This research aims at examining the impact of fintech in economic growth with evidence from African Countries. To draw the impacts, data from several African countries had been compiled using a cross-sectional, explanatory and comparative approach. Sample of various countries such as Kenya, Ghana and Nigeria have been included to examine the topic. The data was obtained through secondary data from Organization, research papers and other official bodies.
The findings showed that there is a positive correlation between fintech adoption and economic growth in African countries example expanded access to financial services, job opportunities and improved financial inclusion. Furthermore, some ramifications have been provided for companies, players, and legislators working in Africa\'s fintech and economic development industries.
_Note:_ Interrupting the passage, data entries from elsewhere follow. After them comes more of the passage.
Issue #3958, opened 2020-01-28
[FEA] Make cudf::size_type 64-bit


harrism:
**Is your feature request related to a problem? Please describe.**
`cudf::size_type` is currently an `int32_t`, which limits column size to two billion elements (`MAX_INT`). Moreover, it limits child column size to the same. This causes problems, for example, for string columns, where there may be fewer than 2B strings, but the character data to represent them could easily exceed 2B characters.

A 32-bit size was originally chosen to ensure compatibility with Apache Arrow, which dictates that Arrow arrays have a 32-bit size, and that larger arrays are made by chunking into individual Arrays.

**Describe the solution you'd like**

 * Change `size_type` to be an `int64_t`.

 * Handle compatibility with Arrow by creating arrow chunked arrays in the libcudf `to_arrow` interface (not yet created), and combine arrow chunked arrays in the libcudf `from_arrow` interface. This can be dealt with when we create these APIs.

**Describe alternatives you've considered**

Chunked columns. This would be very challenging -- supporting chunked columns in every algorithm would result in complex distributed algorithms and implementations, where libcudf currently aims to be communication agnostic / ignorant. In other words, a higher level library handles distributed algorithms.

**Additional context**

A potential downside: @felipeblazing called us brave for considering supporting chunked columns. If we implement this feature request, perhaps he will not consider us quite so brave. :(

kkraus14:
> A potential downside: @felipeblazing called us brave for considering supporting chunked columns. If we implement this feature request, perhaps he will not consider us quite so brave. :(

🤣

kkraus14:
> Handle compatibility with Arrow by creating arrow chunked arrays in the libcudf to_arrow interface (not yet created), and combine arrow chunked arrays in the libcudf from_arrow interface. This can be dealt with when we create these APIs.

We have these APIs on the Python side already, so we'd ideally need these APIs sooner rather than later, though I do believe the PyArrow CPU side will handle splitting chunks for us.

felipeblazing:
This seems like a really reasonable way to ensure that we are compatible with larger columns almost for free. If we want to revisit later that might make sense but right now I can imagine that the discussions alone for going to chunked representation would be long.

revans2:
[...]

PR #12779, opened 2023-02-15
Improve performance for cudf::strings::count_characters for long strings

davidwendt:
## Description
Adds more efficient counting algorithm specifically for columns with long strings--greater than 64 bytes on average.
The internal detail method will be used to help improve performance in other strings functions.

## Checklist


davidwendt:
Benchmark results show most improvement for string widths greater 64 bytes on average.
```
|   rows   | width|   Ref Time |    Cmp Time |          Diff |   %Diff |
|----------|------|------------|-------------|---------------|---------|
|     4096 |   32 |  37.670 us |   37.532 us |     -0.138 us |  -0.37% |
|    32768 |   32 |  38.356 us |   38.225 us |     -0.131 us |  -0.34% |
|   262144 |   32 |  49.001 us |   48.659 us |     -0.342 us |  -0.70% |
|  2097152 |   32 | 332.821 us |  333.535 us |      0.714 us |   0.21% |
| 16777216 |   32 |   2.418 ms |    2.434 ms |     15.780 us |   0.65% |
|     4096 |   64 |  38.041 us |   38.462 us |      0.421 us |   1.11% |
|    32768 |   64 |  39.032 us |   39.507 us |      0.475 us |   1.22% |
|   262144 |   64 |  56.326 us |   56.501 us |      0.175 us |   0.31% |
|  2097152 |   64 | 381.756 us |  380.597 us |     -1.159 us |  -0.30% |
| 16777216 |   64 |   2.808 ms |    2.789 ms |    -19.355 us |  -0.69% |
|     4096 |  128 |  41.175 us |   41.297 us |      0.122 us |   0.30% |
|    32768 |  128 |  45.130 us |   45.286 us |      0.156 us |   0.35% |
|   262144 |  128 |  77.200 us |   77.078 us |     -0.122 us |  -0.16% |
|  2097152 |  128 | 497.075 us |  492.847 us |     -4.228 us |  -0.85% |
|     4096 |  256 |  49.684 us |   37.710 us |    -11.974 us | -24.10% |
|    32768 |  256 |  53.379 us |   49.197 us |     -4.182 us |  -7.83% |
|   262144 |  256 | 152.252 us |  139.544 us |    -12.709 us |  -8.35% |
|  2097152 |  256 | 963.613 us |    1.090 ms |    126.674 us |  13.15% |
|     4096 |  512 |  69.779 us |   41.161 us |    -28.618 us | -41.01% |
|    32768 |  512 |  75.668 us |   55.073 us |    -20.595 us | -27.22% |
|   262144 |  512 | 405.729 us |  166.213 us |   -239.516 us | -59.03% |
|  2097152 |  512 |   2.551 ms |    1.297 ms |  -1254.632 us | -49.18% |
|     4096 | 1024 | 106.060 us |   42.641 us |    -63.418 us | -59.79% |
|    32768 | 1024 | 127.396 us |   68.891 us |    -58.505 us | -45.92% |
|   262144 | 1024 |   1.223 ms |  237.241 us |   -986.090 us | -80.61% |
|     4096 | 2048 | 172.035 us |   46.194 us |   -125.841 us | -73.15% |
|    32768 | 2048 | 228.790 us |   94.118 us |   -134.671 us | -58.86% |
|   262144 | 2048 |   6.446 ms |  422.672 us |  -6023.192 us | -93.44% |
|     4096 | 4096 | 309.562 us |   52.891 us |   -256.671 us | -82.91% |
|    32768 | 4096 | 425.600 us |  138.327 us |   -287.273 us | -67.50% |
|   262144 | 4096 |  14.901 ms |  797.709 us | -14103.759 us | -94.65% |
```

ttnghia:
Will the performance with strings shorter than 64 bytes be impacted?

davidwendt:
> Will the performance with strings shorter than 64 bytes be impacted?

No. The optimized code did not perform as well as the original code under 64 bytes so the solution implemented here is to include both code paths.

cpp/src/strings/attributes.cu
```diff
@@ -85,21 +102,83 @@ std::unique_ptr<column> counts_fn(strings_column_view const& strings,
...
+  auto const d_lengths = results->mutable_view().data<size_type>();
+  auto const d_strings = cudf::column_device_view::create(input.parent(), stream);
+
+  // fill in the lengths
+  constexpr int block_size = 256;
+  cudf::detail::grid_1d grid{input.size() * cudf::detail::warp_size, block_size};
+  count_characters_parallel_fn<<<grid.num_blocks, grid.num_threads_per_block, 0, stream.value()>>>(
+    *d_strings, d_lengths);
+
+  results->set_null_count(input.null_count());  // reset null count
```
ttnghia, line 158: This is very easy to be overlooked. Without detailed comment, somebody may mistakenly consider it as redundant and delete it.
```suggestion
  // Reset null count, as after calling to `mutable_view()` the internal null count is set to `UNKNOWN_NULL_COUNT`.
  results->set_null_count(input.null_count());
```

ttnghia (approved):

cpp/src/strings/attributes.cu
```diff
@@ -85,21 +102,85 @@ std::unique_ptr<column> counts_fn(strings_column_view const& strings,
...
+  auto const d_lengths = results->mutable_view().data<size_type>();
+  auto const d_strings = cudf::column_device_view::create(input.parent(), stream);
+
+  // fill in the lengths
+  constexpr int block_size = 256;
+  cudf::detail::grid_1d grid{input.size() * cudf::detail::warp_size, block_size};
+  count_characters_parallel_fn<<<grid.num_blocks, grid.num_threads_per_block, 0, stream.value()>>>(
+    *d_strings, d_lengths);
+
+  // reset null count after call to  mutable_view()
```
bdice, line 158:
```suggestion
  // reset null count after call to mutable_view()
```

cpp/src/strings/attributes.cu
```diff
@@ -85,21 +102,85 @@ std::unique_ptr<column> counts_fn(strings_column_view const& strings,
...
 }  // namespace
 
-std::unique_ptr<column> count_characters(strings_column_view const& strings,
+std::unique_ptr<column> count_characters(strings_column_view const& input,
                                          rmm::cuda_stream_view stream,
                                          rmm::mr::device_memory_resource* mr)
 {
-  auto ufn = [] __device__(const string_view& d_str) { return d_str.length(); };
-  return counts_fn(strings, ufn, stream, mr);
+  if ((input.size() == input.null_count()) ||
```
bdice, line 170: Add a bit of commentary on why we have the branch here.
```suggestion
  // If the average string size is small, we use one thread per string.
  // For large strings, we use one warp per string.
  if ((input.size() == input.null_count()) ||
```

cpp/tests/strings/attrs_tests.cpp
```diff
@@ -93,3 +92,16 @@ TEST_F(StringsAttributesTest, StringsLengths)
...
+
+TEST_F(StringsAttributesTest, StringsLengthsLong)
+{
+  std::vector<std::string> h_strings(
+    40000, "something a bit longer than 32 bytes ééé ééé ééé ééé ééé ééé ééé");
+  cudf::test::strings_column_wrapper strings(h_strings.begin(), h_strings.end());
+  auto strings_view = cudf::strings_column_view(strings);
+
+  auto results = cudf::strings::count_characters(strings_view);
+  std::vector<int32_t> h_expected(h_strings.size(), 64);
```
bdice, line 104: I expected that these tests should all be using `cudf::size_type` for the counts, but I also see that `count_characters` is defined to return an `INT32` in its docstring. That seems undesirable, right? Shouldn't we be using `cudf::size_type` instead of hardcoding `int32_t` for the function return value and test comparisons?

bdice (changes requested):

cpp/src/strings/attributes.cu
davidwendt: There is already a complete comment on the declaration of `AVG_CHAR_BYTES_THRESHOLD` in this file.
I'd rather not repeat it here.

cpp/tests/strings/attrs_tests.cpp
davidwendt: Since there is no `SIZE_TYPE` column type, I think it is more correct to use the appropriate data type.

cpp/src/strings/attributes.cu
bdice: Sounds good.

cpp/tests/strings/attrs_tests.cpp
bdice: If changing the definition of size type would affect the correctness or consistency of this code, we should use size type.

davidwendt: I disagree but this seems out of scope for this PR.
There are at least 6 APIs that do this today.
Perhaps you can create a separate issue if you want to reopen the discussion.

We document what data-type is used for the output of the column of these APIs.
I'm not comfortable saying the column type is whatever size-type equates to at the moment.

bdice: Discussed a bit offline. The latest documented status is https://github.com/rapidsai/cudf/issues/3958#issuecomment-1166338595 but from conversation since that was posted, @GregoryKimball seemed interested in moving towards option 3. I won't hold this PR up on that account.

bdice (approved):

PR #12783, opened 2023-02-15
[REVIEW] Add `GroupBy.dtypes`

galipremsagar:
## Description
This PR adds `dtypes` property to `GroupBy`, this will also fix some upstream dask breaking changes introduced in: https://github.com/dask/dask/pull/9889

Issue was discovered in: https://github.com/rapidsai/cudf/pull/12768#issuecomment-1430650703

## Checklist
- [x] I am familiar with the [Contributing Guidelines](https://github.com/rapidsai/cudf/blob/HEAD/CONTRIBUTING.md).
- [x] New or existing tests cover these changes.
- [x] The documentation is up to date with these changes.

PR #12796, opened 2023-02-16
Tell cudf_kafka to use header-only fmt

vyasr:
## Description

The changes to spdlog/fmt packaging in rmm caused an undefined symbol issue in cudf_kafka. To unblock CI in https://github.com/rapidsai/cudf/pull/12783, I simply added fmt to the list of required libraries for the Python package (see https://github.com/rapidsai/cudf/pull/12783/commits/caf7adfb9a89e585bd4d3239c79643328449a242 and [the explanation](https://github.com/rapidsai/cudf/pull/12783#issuecomment-1431997720)). The underlying issue turns out to be that by default usage of fmt results in the dependent assuming that the headers are compiled in not header-only mode. When using CMake to manage the build, fmt relies on use of the appropriate target `fmt::fmt-header-only` to configure the build such that anything using fmt knows to use it in header-only mode, which sets the `FMT_HEADER_ONLY` preprocessor macro under the hood. Since the Python cudf_kafka package is not built using CMake, however, this information was not propagated to its build from its dependencies (libcudf/libcudf_kafka). As a result, it was compiled expecting an external definition of some fmt symbols rather than inlining them. This PR removes the undesirable library dependency on fmt introduced in https://github.com/rapidsai/cudf/pull/12783 in favor of properly telling fmt to expect inlined symbols.

## Checklist

### DIFF
--- a/python/cudf_kafka/setup.py
+++ b/python/cudf_kafka/setup.py
@@ -79,9 +79,9 @@ extensions = [
                 CUDF_KAFKA_ROOT,
             ]
         ),
-        libraries=["cudf", "cudf_kafka", "fmt"],
+        libraries=["cudf", "cudf_kafka"],
         language="c++",
-        extra_compile_args=["-std=c++17"],
+        extra_compile_args=["-std=c++17", "-DFMT_HEADER_ONLY=1"],
     )
 ]
 


galipremsagar (approved):

bdice (approved):
Thank you for the explanation in the PR description! This change looks good, and the rationale makes total sense to me. I am not aware of any other non-CMake consumers of libcudf. Should we document somehow that libcudf requires this to be defined for builds not consuming libcudf via CMake?

mroeschke (approved):

vyasr:
> Thank you for the explanation in the PR description! This change looks good, and the rationale makes total sense to me. I am not aware of any other non-CMake consumers of libcudf besides cudf_kafka.
> 
> Should we document somehow that libcudf requires this to be defined for builds not consuming libcudf via CMake?

This isn't even libcudf, it's coming from librmm. I had a chat with Rob about this and we have open questions about whether it should be possible to mix header-only fmt with library fmt. He's run into related issues in other places recently as well, so figuring out the best approach will be a follow-up task.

The research has included some of the drawback or hinderances that occurred during the research and some suggestions have been included to shade some light to future scholars that would be researching on a similar topic.
Introduction
Financial technology (fintech) in developing countries, especially Africa, has grown rapidly, playing a crucial role in economic development by improving financial inclusion for underserved populations. Innovations like mobile banking, digital payments, peer-to-peer lending, and blockchain have expanded access to credit, savings, and investments, which helps boost economic growth.
Despite this progress, many Africans remain unbanked due to infrastructure challenges, high fees, and legacy banking systems. However, mobile phone and internet access improvements have made fintech a promising solution, notably in countries like Kenya, Nigeria, South Africa, and Ghana.
Research gaps:
Current research is limited, focusing mostly on specific countries or technologies without comprehensive cross-country analysis or strong empirical evidence linking fintech adoption to broad economic outcomes such as GDP growth or poverty reduction. There is also insufficient attention to regulatory impacts, risks like cybersecurity, and the digital divide.
Study objectives:
The study aims to explore how fintech adoption affects economic growth, employment, and financial inclusion across African countries. It also examines the role of policies and regulations in supporting fintech, identifies key challenges, and provides recommendations for maximizing fintech’s sustainable economic benefits.
Literature review highlights:
Fintech can reduce income inequality by improving access to loans and financial services, as seen with mobile money services like M-Pesa.
Fintech startups are growing rapidly, offering cheaper transactions, better savings returns, and social benefits in sectors like healthcare and agriculture.
Challenges include infrastructure limitations, regulatory complexity, and cybersecurity threats.
Mobile banking and peer-to-peer lending have notably improved financial inclusion and economic activity, especially in rural and informal sectors.
Blockchain technology may enhance transparency and reduce corruption, supporting long-term growth.
Research framework:
The framework links fintech adoption (digital payments, mobile banking, lending) to economic growth, poverty reduction, and job creation, moderated by factors like regulatory environment and digital infrastructure. Supportive policies and better infrastructure enhance fintech’s positive impact, fostering financial inclusion and broader economic development.